─── Data supplied
PR #995, opened 2018-08-01
[WIP]- Custom event logging solution

newswangerd:
Adds the following:

### LogEventDirective
A logger that can be attached to `<a>` and `<button>` tags like so with the `appLogEvent` attribute:

```
<a [appLogEvent]="copy" [href]="" (click)="copyToClipboard()" class="btn btn-default" tooltip="Copy to clipboard"><i class="fa fa-copy"></a>

<a appLogEvent href="/docs/">Help</a>

<button appLogEvent type="button" class="btn btn-default" [ngClass]="{'btn-primary': showingView === ViewTypes.detail}" tooltip="Return to main content view" (click)="toggleView(ViewTypes.detail)">Details</button>
```

`appLogEvent` can accept an option name attribute. If this is omitted, the value inside the tag is used instead.

Logging an `<a>` tag captures the elements `href=""` attribute. Logging a `<button>` tag just logs the button's name.

### EventLoggerService
Gets used by `LogEventDirective` to send data back to the back end. Can be used within component event handlers as well in situations where the `appLogEvent` attribute can't be added to the HTML template (such as is the case with patternfly components)

Link data gets sent to the API as:
```
{
  type: 'link',
  payload: {
    href: "https://www.galaxy.com/davidwittman/redis",
    name: "redis",
    current_page: "/search"
  }
}
``` 

Button data:
```
{
  type: 'button',
  payload: {
    name: "Read Me",
    current_page: "/davidwittman/redis"
  }
}
```

### Todo
- ~Add the following to SharedModule:~
   - ~clipboard component~
   - ~header component~
   - ~page loading component~

- Extend EventLoggerService to be able to log page load events and error events.

- ~Apply the `EventLoggerService` and `appLogEvent` to all links and buttons.~

- Aggregate events into a queu and send them all at once instead of calling the api each time someone clicks a link or a button.


newswangerd:
This is impossible to rebase.

PR #1000, opened 2018-08-01
Fix broken error handling

### LINKED ISSUE #981: UI error messages are broken when the backend returns a 500
The UI should return a coherent error message, but instead we get this garbage when a 500 happens on the server:

image

chouseknecht:
Fixes #981 

In the error object returned by the API, we assumed the `error` key pointed to an object, when sometimes it might actually point to a string.


cutwater:
@chouseknecht Shouldn't it be also fixed on server side so that backend returns consistent error messages?

chouseknecht:
@cutwater Possibly. This fixes the immediate problem though. If there's a more wholistic approach you think we should take to handling errors, lets discuss, and plan how to do it.

Issue #861, opened 2018-07-11
JS code formatting


chouseknecht:
VSCode has an extension called Beautify. It supports putting project code format settings in a `.jsbeautifyrc` file. The extension, if enabled, will then apply the settings either while a file is being edited, or on save.

- Does this extension also work in other popular IDEs?
- How do we enforce a JS formatting standard? There should be some automated check that runs against new PRs. There should be a way for a developer to test locally prior to PR submission.
- If the first 2 points can be solved, then develop a standard set of rules for the project.

akaRem:
There is also Prettier [1] extension for VSCode [2]
It's also very popular and it's shipped for many IDEs and editors (see editor support section on main site)

On the other hand, beautify plugin for VSCode [3] does not state that it supports TypeScript.

[1] https://prettier.io
[2] https://marketplace.visualstudio.com/items?itemName=esbenp.prettier-vscode 
[3] https://marketplace.visualstudio.com/items?itemName=HookyQR.beautify

newswangerd:
I've spent some time experimenting with prettier and jsbeautify and I've decided that using a code formatter doesn't really solve any problems for us. Our code is already pretty well formatted, and TSLint does a good job of enforcing the standards that we want to enforce. In some cases, Prettier makes the code harder to read and overall I think it will make accepting community contributions more difficult because it's an extra set of steps for new authors to follow.

PR #1004, opened 2018-08-02
Enforce TypeScript and Less code formatting with prettier.

newswangerd:
- Added `galaxyui/.prettierrc.yaml` to configure code formatting options
- Added `make dev/prettier` to format `.ts` and `.less` files in `galaxyui/src`
- Added prettier to node dependencies
- Added `make test/prettier` to check for unformatted code
- Added check during dev container start to verify that no unformatted code is added
- Updated contributing guide

#861

### DIFF
--- a/CONTRIBUTING.rst
+++ b/CONTRIBUTING.rst
@@ -432,6 +432,26 @@ To run lint checks against JavaScript/TypeScript sources, execute:
 
     $ make dev/jslint
 
+Formatting your code
+^^^^^^^^^^^^^^^^^^^^
+
+We use prettier to enforce code formatting for all of our TypeScript and less files.
+To automatically format your Angular code run:
+
+.. code-block:: console
+
+    $ make dev/prettier
+
+Unformatted code will cause the travis build to fail when you push your changes to
+GitHub.
+
+It's recommended that you set up prettier on your editor if you're making lots of
+changes to anything in ``galaxyui/``. Prettier is supported by most major editors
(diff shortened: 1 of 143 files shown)


newswangerd:
@cutwater I added it to `scripts/docker/dev/start-develop.sh` because that's where `make test/jslint` is. Should the prettier and JSLint both be added to the travis file?

newswangerd:
We probably should move JS Lint out of the `start-develop.sh` because it makes it prevents the container from starting when there are linting errors, which is really annoying

chouseknecht:
@newswangerd if you take jslint out of the startup script, than you have to add it somewhere in the Travis script.

newswangerd:
@chouseknecht that's what I had in mind. I'm testing that now

CONTRIBUTING.rst
```diff
@@ -432,6 +432,19 @@ To run lint checks against JavaScript/TypeScript sources, execute:
...
+
+We use prettier to enforce code formatting for all of our TypeScript and less files.
+To automatically format your Angular code run:
+
+.. code-block:: console
+
+    $ make dev/prettier
+
+Unformatted code will cause the travis build to fail when you push your changes to
+GitHub.
```
chouseknecht: We need to mention that there is a `.prettierrc.yaml`, where settings live.

chouseknecht: Also, might be a good idea to add a link to https://prettier.io/docs/en/editors.html, so people have some idea of how to configure their editor.

PR #782, opened 2024-11-22
CMakeLists.txt: Make ENABLED_RENDER_PLUGINS an option the user can set

mrannanj:


Nopey:
I think this can be closed in favor of #782?

PR #783, opened 2024-11-22
Null renderer

mrannanj:


src/engine.c
```diff
@@ -39,6 +39,8 @@ int engine_init(void) {
     float music_volume = setting->sound.music_vol / 10.0;
     float sound_volume = setting->sound.sound_vol / 10.0;
     const char *renderer = setting->video.renderer;
+    if(*init_flags->renderer != '\0')
```
Vagabond, line 42: strlen maybe?

src/main.c
```diff
@@ -132,6 +131,8 @@ int main(int argc, char *argv[]) {
     } else if(rec->count > 0) {
         init_flags.record = 1;
         strncpy(init_flags.rec_file, rec->filename[0], 254);
+    } else if(renderer->count > 0) {
```
Vagabond, line 134: Might be better to parse the input here, and throw an error if the renderer is unknown/unavailable?

src/main.c
```diff
@@ -76,12 +74,13 @@ int main(int argc, char *argv[]) {
     struct arg_lit *vers = arg_lit0("v", "version", "print version information and exit");
     struct arg_lit *listen = arg_lit0("l", "listen", "Start a network game server");
     struct arg_str *connect = arg_str0("c", "connect", "<host>", "Connect to a remote game");
+    struct arg_str *renderer = arg_str0("X", "renderer", "<renderer>", "Renderer to use (default: opengl3)");
```
Nopey, line 77: Could you name this "force_renderer" or similar, to communicate that this is not the primary way of setting the renderer?
Same for the engine_init struct.

Nopey: I don't think this needs a one-letter shorthand either, feel free to replace "X" (which allows -X) with NULL

src/main.c
mrannanj: Well, that would duplicate things. Currently, if I run `/openomf --renderer foobar`, I get
```
[      0][D] video_scan_renderers(): Renderer 'OpenGL3' is available
[      0][D] video_scan_renderers(): Renderer 'NULL' is available
[      0][E] video_find_renderer(): Unable to find specified renderer 'foobar', trying other alternatives ...
[      0][I] video_find_renderer(): Found available renderer 'OpenGL3'!
```
So in this sense, all is fine already.

src/main.c
Nopey: Please do not specify the default as opengl3 here, that may not be true in the future

src/main.c
```diff
@@ -132,6 +131,8 @@ int main(int argc, char *argv[]) {
     } else if(rec->count > 0) {
         init_flags.record = 1;
         strncpy(init_flags.rec_file, rec->filename[0], 254);
+    } else if(renderer->count > 0) {
+        strncpy(init_flags.renderer, renderer->sval[0], sizeof(init_flags.renderer));
```
Nopey, line 135: This strncpy does not null terminate the output string with overlong --renderer flags
However, please leave this as-is (broken) until we have some saner alternatives to strncpy

Nopey (approved):

PR #784, opened 2024-11-22
Support changing video plugin in menu

Nopey:
When the videomode is changed, video_close and then video_init to apply it.
notify VGA state so it will be re-uploaded to the render plugin.

Also: replace all usages of C strdup with a new function, omf_strdup-- which is effectively the same as C strdup except it uses omf_malloc instead of malloc. This too lives in c_string_util.h


src/utils/c_string_util.c
```diff
@@ -1,4 +1,6 @@
 #include "utils/c_string_util.h"
+
```
mrannanj, line 2: This extra newline seems off?

src/video/vga_state.c
```diff
@@ -75,6 +75,11 @@ void vga_state_mark_remaps_flushed(void) {
     state.dirty_remaps = false;
 }
 
+void vga_state_mark_invalidate_render_plugin(void) {
```
katajakasa, line 78: vga_state_mark_dirty() instead ? Seems unnecessary to make this specific for renderer plugin validation.

katajakasa (changes requested):

katajakasa (approved):

PR #786, opened 2024-11-25
Improve str strings

Nopey:
str.h strings now store more characters in a small string than before, store the heap capacity for large strings (to avoid useless reallocs), and all this without increasing the size of struct str or additional heap usage.

Heavily inspired by Facebook's fbstring as described in a 2016 CppCon talk: https://youtu.be/kPR8h4-qZdk (although that has additional bells and whistles, including CoW semantics for very large strings).

### DIFF
--- a/src/utils/str.c
+++ b/src/utils/str.c
@@ -12,18 +12,47 @@
 #include <string.h>
 
 #define STR_STACK_SIZE sizeof(str)
+// NOTE: fbstring has 2 flag bits so they can signal their "large" (>255 byte)
+// string copy-on-write semantics. Hopefully we don't need that optimization.
 #define STR_FLAGBIT_COUNT 1
+
+// ------------------------ Memory Layout ------------------------
+
+// here are both str string representations, "normal" and then "small":
+//+------------+------------+------------+------------+------------+-----------+
+//| char *data              | size_t size             | capacity               |
+//+------------+------------+------------+------------+------------+-----------+
+//| char small[]                                                   | spare     |
+//+------------+------------+------------+------------+------------+-----------+
+//
+// `spare` is shorthand for referring to the last index of the small array, and
+// will become the null terminating byte when the small string is at capacity.
+// In a small string, `spare` counts the unused bytes.. the spare capacity.
+//
+// There is a flag bit to signal small/normal at the very end of the structure,
+// overlapping both capacity and spare. Because small strings must have a null
+// byte as their final byte for termination, a flag bit of 0 signals "small,"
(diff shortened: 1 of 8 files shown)


src/utils/compat.c
```diff
@@ -12,3 +12,10 @@ char *strdup(const char *s) {
     return d;
 }
 #endif
+
+#ifndef _WIN32
```
katajakasa, line 16: Should we let cmake do this check, just like HAVE_STD_STRDUP ?

src/utils/str.c
```diff
@@ -10,93 +11,172 @@
...
+
+// the number of spare capacity in the small string representation.
+// also contains the flag bits for detecting small/large strings.
+static inline uint8_t str_smallspare(str const *s) {
+    uint8_t spare;
+    memcpy(&spare, &s->small[STR_STACK_SIZE - 1], 1);
+    return spare;
+}
+
+static inline size_t str_normalcapacity(str const *s) {
```
katajakasa, line 27: Some comments to these on what happens and WHY would be excellent.

testing/test_str.c
```diff
@@ -1,12 +1,24 @@
 #include <CUnit/Basic.h>
 #include <CUnit/CUnit.h>
+#include <assert.h>
 #include <utils/str.h>
 
+// NOTE: this is an implementation detail, so shouldn't really be covered by unit tests. oh well!
```
katajakasa, line 6: The unit-tests were made to test implementation details.

katajakasa (changes requested):

src/utils/str.c
Nopey: Documented the memory layout, and added a bunch of comments throughout that section.

src/utils/compat.c
katajakasa: No, I mean drop the define check and rename the function omf_strnlen_s or somesuch.

And yes, If possible, we should keep the platform-specific define-checks to minimum. I realize it's not possible to remove them all, but let's at least try. Otherwise we are going to end up macro-soup.

Nopey: Sounds good, I'll provide it as omf_strnlen_s in c_string_util.h

Nopey:
image
I checked that msvc can eliminate the strlen calls by disassembling ai_controller.c's is_special_move, but if we think one of the compilers might not manage the same I can switch from `inline static` methods to functionlike-macros in str.h.

(Debug builds of course, do not eliminate the call.)

katajakasa (approved):

PR #787, opened 2024-11-25
CMakeLists.txt: Do not recover from sanitizer errors

mrannanj:


CMakeLists.txt
```diff
@@ -56,6 +56,8 @@ if(USE_SANITIZERS)
     else()
         add_compile_options("-fsanitize=address,undefined")
         add_link_options("-fsanitize=address,undefined")
+        add_compile_options("-fno-sanitize-recover=all")
```
Vagabond, line 59: Will this then crash on any leaks as well?

mrannanj: It will, but my intent is to only have this on with the unit tests currently.

testing/cunit_helpers.h
```diff
@@ -0,0 +1,17 @@
+#ifndef CUNIT_HELPERS_H
+#define CUNIT_HELPERS_H
+
+#include <CUnit/Basic.h>
+#include <CUnit/CUnit.h>
+
+#define CU_BUFFER_SIZE 256
+
+#define CU_ASSERT_INT_EQUAL(actual, expected)                                                                          \
```
Nopey, line 9: I would avoid adding anything to CUnit's CU namespace. Perhaps this should be OMF_CU_ASSERT_INT_EQUAL?

mrannanj: cunit stuff is dropped from this.

CMakeLists.txt
mrannanj: So now, these options are under USE_FATAL_SANITIZERS

PR #791, opened 2024-11-26
Use str.h for error message formatting in languagetool

Nopey:
These strings are leaked, right as we `exit(EXIT_FAILURE)` the program.


Nopey:
Did not help martti's stack overflow, so the char[100]s are not the culprit

PR #793, opened 2024-11-29
Fix some bugs, mostly crashes

Nopey:
Mostly from running demo with warp speed until it crashes, then fixing the crash and repeating.

Changes that are not related to crashes:
- "Drop ticks that are extremely late" ensures that the game doesn't try to catch up for more than 100ms worth of ticks-- this solves the issue where the game goes warpspeed after hitting a debugger breakpoint or other extreme stall.
- Make stamina regenerate about three thousand times faster than before, scaling it by the endurance_max. Neither the old code nor the new code is truly faithful to the original game, but this makes it regenerate at a somewhat similar rate to the original (whereas before, the effect was not noticable)

### DIFF
--- a/src/game/objects/har.c
+++ b/src/game/objects/har.c
@@ -1452,8 +1452,9 @@ void har_tick(object *obj) {
     // to show the sprite with animation string that interpolates opacity down
     // Mark new object as the owner of the animation, so that the animation gets
     // removed when the object is finished.
-    if(object_has_effect(obj, EFFECT_TRAIL) && obj->age % 2 == 0) {
-        sprite *cur_sprite = animation_get_sprite(obj->cur_animation, obj->cur_sprite_id);
+    sprite *cur_sprite;
+    if(object_has_effect(obj, EFFECT_TRAIL) && obj->age % 2 == 0 &&
+       (cur_sprite = animation_get_sprite(obj->cur_animation, obj->cur_sprite_id))) {
         sprite *nsp = sprite_copy(cur_sprite);
         surface_flatten_to_mask(nsp->data, 1);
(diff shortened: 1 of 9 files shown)


src/video/vga_state.c
```diff
@@ -60,7 +60,7 @@ void vga_state_render(void) {
         for(unsigned int i = 0; i < state.transformer_count; i++) {
             state.transformers[i].callback(&tmp, &state.current, state.transformers[i].userdata);
         }
-        damage_copy(&state.dmg_current, &tmp);
+        damage_combine(&state.dmg_current, &tmp);
```
katajakasa, line 63: Doesn't this cause the dmg_current to always include full palette, because the ranges can only grow ?

Nopey: no, because of `vga_state_mark_palette_flushed` (called from opengl3):
```c
void vga_state_mark_palette_flushed(void) {
    damage_reset(&state.dmg_current);
}
```

src/game/objects/har.c
```diff
@@ -2024,9 +2024,6 @@ void har_finished(object *obj) {
         h->state = STATE_DONE;
         har_set_ani(obj, ANIM_VICTORY, 0);
     } else if(h->state == STATE_VICTORY || h->state == STATE_DONE) {
-        // end the arena
-        DEBUG("ending arena!");
-        game_state_set_next(obj->gs, SCENE_MENU);
```
katajakasa, line 2028: Something somewhere else still handles this ?

Nopey: arena_end handles this.

katajakasa (approved):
──────
* [Exercise objective]:
State only how many lines above contain "following".

* [Your response]:
2